趙旻揶揄他:“哦,我問的是宋稷,你想哪裏去了,宋稷可只大我一歲。”
應聞隽吃癟,懶得搭理趙旻,幹脆書一扔,放下床帳躲進去了。外頭嘩啦啦的水聲響起,趙旻從桶中跨出,拿幹布巾在身上胡亂擦上兩下,便掀開床帳,也跟着鑽進去。
趙芸生意做得大,宅子是從位前朝官員手裏買來的,只通了電,盥洗室與廚房通了水管以作便利,其他陳設一律保持原樣。
拔步床的帳子往下一放,便顯得裏頭暗,外頭亮,趙旻人高馬大,鑽進來後擋住外頭大部分亮光,把應聞隽完全給攏納住了。見對方一臉不情願,趙旻笑着抓住他的腳踝拉向自己,調侃道:“幹什麽呀,每次都這副表情,跟要上刑場一樣,同我做這事兒就這樣讓你不痛快?”
應聞隽終于問出忍了許久的一句話。
“不是……你到底要不要臉,有沒有廉恥心,我是你舅的人也就算了,就算沒這層關系,我還是你表哥,你同自己表哥通奸,怎就毫無心理負擔?”

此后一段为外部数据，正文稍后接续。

PR #6693, opened 2020-06-25
[depends] Upgrade boost to 1.68

who-biz:
- Higher versions apparently append '-x64' to the library names, which breaks things
- As a result, upgrading to 1.69+ will require futher modifications.

Please also note: I had tried updating OpenSSL to a version above 1.0, as everything below 1.1 has reached EOL.  

However, openssl has overhauled their build process such that `Makefile.org` is no longer included in the repo.  They have transitioned to a 'Configure-first' build.  As such, build scripts appear to require some heavy modifications prior to upgrading to 1.1+.

### DIFF
--- a/contrib/depends/packages/boost.mk
+++ b/contrib/depends/packages/boost.mk
@@ -1,8 +1,8 @@
-package=boost                                                                                                                                                                                                                      
-$(package)_version=1_64_0
-$(package)_download_path=https://dl.bintray.com/boostorg/release/1.64.0/source/
+package=boost
+$(package)_version=1_68_0
+$(package)_download_path=https://dl.bintray.com/boostorg/release/1.68.0/source/
 $(package)_file_name=$(package)_$($(package)_version).tar.bz2
-$(package)_sha256_hash=7bcc5caace97baa948931d712ea5f37038dbb1c5d89b43ad4def4ed7cb683332
+$(package)_sha256_hash=7f6130bc3cf65f56a618888ce9d5ea704fa10b462be126ad053e80e553d6d8b7
 $(package)_dependencies=libiconv
 $(package)_patches=fix_aroptions.patch
 


jtgrassie:
What's the specific reason for this upgrade of boost?

who-biz:
@jtgrassie there are many updates that occurred in `boost` between versions 1.64 and 1.68. Most of which that affect Monero, are within `boost::asio` and `boost::thread`.  However, other components of boost that Monero use are also affected. 

<a href=“ https://www.boost.org/users/history/version_1_67_0.html”>Boost 1.67’s changelog</a> is the largest, of the 4 versions included in this update.

jtgrassie:
@who-biz I'd like to know the *specific* reason why an upgrade is required here. Not a changelog between the library versions. I.e. is there some bug, security vulnerability or feature that means we must update to 1.68 specifically or is this just an upgrade for upgrade sake?

who-biz:
OpenSSL 1.1 broke compatibility with boost 1.62 and below.  Since OpenSSL 1.0 is no longer being supported, it seems like a good practice to keep boost as updated as possible (without requiring additional changes).  Monero already supports higher versions than 1.70 for boost. So, this seems a worthwhile update to me

jtgrassie:
> OpenSSL 1.1 broke compatibility with boost 1.62 and below.

Right but we are using 1.64, not 1.62.

> Monero already supports higher versions than 1.70 for boost

Supporting higher versions is not the same as the what the minimum supported version is. IMO we should be using the lowest supported version in depends, not some arbitrarily chosen higher version, unless there's a specific reason. which it seems is not the case here.

who-biz:
Whatever you want, Jethro.

jtgrassie:
It's not whatever I want. I just asked for the specific reason as to why the need to upgrade our current 1.64 to 1.68. If there is no reason, the merge is not needed.

moneromooo-monero:
Really, it's down to TheCharlatan to decide, since this is what gets used by the depends system, so it's down to whatever was found to work.

who-biz:
As I said above, this is the highest version of boost that would work without modifications. Seems reasonable to leave it up to @TheCharlatan, either way.

selsta:
ping @TheCharlatan

who-biz:
Closing this. Recommend updating to boost 1.75.

1.74 is broken, header files are excluded from the shipped boost for library version serializations and require manual modification of boost files.  1.75 works fine, and build process does not need modified.  Based on the response I got above, won't be PRing it.

PR #6695, opened 2020-06-27
fix warning caused by std::move()

woodser:
Sorry, I accidentally deleted the source branch for this PR again.  It will stay put this time. :)


woodser:
Nevermind, this change is open in #6570

PR #6700, opened 2020-07-07
db_lmdb: set MDB_NOLOCK in read only mode

moneromooo-monero:
Not setting it would still write to the lock file, which is
likely read only if we're opening in read only mode


hyc:
No. If there are other processes using the environment, using NOLOCK here would allow this process to get corrupted reads.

每次在床上,只要一想到趙旻是自己表弟,應聞隽心中就不舒服。
趙旻吱哇亂叫起來:“怎就沒有心理負擔了,人家也掙紮了好一陣呢!”掙紮過後的結果就是,表哥又如何,就算是親哥,只要他想,都能照奸不誤,表哥更好,比起親哥,關系還遠些。
“只要不懷孕就行……”
他伸手撕開應聞隽的衣裳,一手朝下摸,喘息聲粗了起來。應聞隽見無論如何都躲不過去,只好頂着那副被逼迫的臉,不情不願地将腿打開了,眼睜睜瞧着趙旻把頭埋了下去,繼而下身一熱,他那裏又被趙旻“吃”了進去,應聞隽也跟着喘息,受不了道:“這裏到底有什麽好親的。”
趙旻含着他的逼說話:“反正我喜歡的很。”
應聞隽被刺激的不輕,下面又熱又麻,五指猛地攥住軟枕,不肯呻吟出聲叫趙旻得意。
趙旻見狀,正要使出渾身解數,今天就非得叫應聞隽承認喜歡同他做這事不可,然而下一刻,外頭房門被人敲響,馮義的聲音在外響起:“聞隽,你睡了嗎,有些話,我想了想,還是要同你說明白的。”
應聞隽剛要拒絕,趙旻的舌頭猛地往裏一伸,帶鈎子似的,刮弄着裏面的軟肉,一下就把應聞隽制住了,他那要撩開床帳的手随着趙旻的動作忽的變了方向,繼而捂住自己的嘴,怕馮義聽出異樣。
趁着他失防的功夫,趙旻越俎代庖,學着應聞隽平時說話的樣子,沖外面喊道:“你進來吧。”